後悔和羞恥都是自重的,但羞恥意味著它與我們本身以及與我們指望確認我們的自我價值意識的那些人有著一種特別密切的關係。羞恥有時也是一種道德感覺,需要用正當原則來予以說明。我們必須為這些事實找到一種說明。讓我們把首先對我們(對擁有者)來說是好的東西,同我們本身的對我們以及對別人來說都是好的屬性區別開來。這兩類並不能包括所有情況,但它們指出了有關的差異。例如,某些商品和某些類善(專有的善)大概對那些佔有和使用它們的人來說才成為善,對別人來說,它們只是間接地成為善。另一方面,想像力和機智,美和優雅,以及這個人的其他自然資產和能力,也成了別人的善:如果把它們加以適當發揮並正確地運用,它們就不但為我們自己所享有,而且也為我們的同事所享有。它們構成了人類進行互補活動的手段,人們在這些活動中攜手合作,從實現自己的本性和相互實現他們的本性中得到樂趣。這一類善構成了人的優點:它們就是每個人(包括我們自己)都可以合理地要求我們具有的屬於人的特點和能力。按照我們的觀點,優點就是善,因為它們使我們能夠執行一種提高我們優越感的比較令人滿意的生活計劃。同時,這些屬性也得到了我們與之合作共事的那些人的讚賞,他們喜歡我們本身和我們所做的事,這也有助於提高我們的自尊。因此,這些優點成了人類興旺發達的一個條件;從每個人的觀點來看,它們就是善。這些事實把它們同自尊的條件聯繫了起來,並說明了它們同我們對自我價值的信念的關係。

首先考慮一下自然的羞恥。它不是由於或至少不是直接由於失去或沒有專有的善而產生的,而是由於我們因沒有或不能運用某些優點致使我們的自尊受到傷害而產生的。缺乏首先對我來說是好的東西,可能是產生後悔的原因,而不是產生羞恥的原因。例如,一個人可能為他的外貌不揚或智力遲鈍而感到羞恥。一般說來,具有這些屬性並非出於自願,因此它們並不使我們有什麼可以指責之處;但考慮到羞恥與自尊的關係,它們仍然會使人感到沮喪,這道理非常簡單。有了這些缺陷,我們的生活方式就難免美中不足,別人對我們的賞識也要打個折扣。因此,自然的羞恥是我們本身的缺點引起的,或者是像徵我們的缺點的行動和屬性引起的,因為這責明我們失去了或沒有我們自己和別人都會認為我們理應具有的那些屬性。然而,這種說法需要加以限定。是我們的生活計劃決定了我們對什麼事感到羞恥,因此,羞恥感與我們的志向有關,與我們試圖去做的事有關,也與我們願意與之共事的人有關。沒有音樂才能的人不去爭取做音樂家,他並不因為沒有這種才能而感到羞恥。事實上,這根本不是什麼有沒有才能的問題,至少在可以通過做其他事情來組成令人滿意的團體時不是這個問題。因此,我們應該說,從我們的生活計劃考慮,我們常常會為我們自身的那些缺陷和我們行動的失敗而感到羞恥,因為這些缺陷和失敗表明,我們失去了或沒有那些對我們執行自己更重要的合作目標必不可少的優點。

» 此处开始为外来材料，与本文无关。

PR #1776, opened 2016-07-19
Ensure that migrated reconciliations are not viewed as mismatched

ylavoie:
Migration from SL30 must have our_balance set from their_balance otherwise they will appear as problem imports.

### DIFF
--- a/sql/upgrade/sl3.0-1.5.sql
+++ b/sql/upgrade/sl3.0-1.5.sql
@@ -651,7 +651,8 @@ FROM (
   FROM _cr_report_line
 ) cr1
 WHERE cr.id = cr1.id;
-UPDATE cr_report_line SET insert_time = post_date;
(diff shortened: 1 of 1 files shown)


sql/upgrade/sl3.0-1.5.sql
```diff
@@ -651,7 +651,8 @@ FROM (
   FROM _cr_report_line
 ) cr1
 WHERE cr.id = cr1.id;
-UPDATE cr_report_line SET insert_time = post_date;
+UPDATE cr_report_line SET insert_time = post_date,
+                          our_balance = their_balance;
```
einhverfr: having their_balance = 0 is fine, or having our_balance = their_balance.

I think this is a good change in part because our_balance = lsmb balance (as always) and their_balance in this case idicates sl balance.  Merging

現在再來談談道德羞恥問題。我們只要把關於好人概念的說明(見前一節)和前面關於羞恥的性質的論點結合起來就行了。因此,如果一個人把他的生活計劃所要求的並要予以鼓勵的那些優點當作他本身的優點而予以珍視,他就容易產生道德上的羞恥。他把這些優點或至少其中某些優點看作是他的同事對他所要求的屬性,同時也是他對自己所要求的屬性。具有這些優點並在自己的行動中把它們表現出來,是他的規定目標之一,因而被認為是他受到他願意與之共事的那些人的重視和尊敬的一個條件。表明或暴露他本身缺乏這些屬性的行動和品格,這時就可能引起羞恥,了解或回憶這些缺陷也會如此。既然羞恥是從一種自我貶抑感產生的,我們就必須說明一下為什麼可以這樣來看待道德上的羞恥。首先,康德對原始地位的解釋是說,做正當和正義之事的慾望,是表達他們作為自由而平等的有理性的人的本性的主要方式。從亞里士多德原則可以推定,這樣來表達他們的本性,是構成他們的善的一個基本要素。結合這種關於道德價值的說明,我們於是就得出了美德也就是人的優點這個說法。無論從我們自己的觀點還是從別人的觀點看,這些優點都是好的。沒有這些優點,不但會有損於我們的自尊,而且也會有損於我們的同伴對我們的尊敬。因此,指出這些缺陷將會傷害我們的自尊心,同時也就引起了我們的羞恥感。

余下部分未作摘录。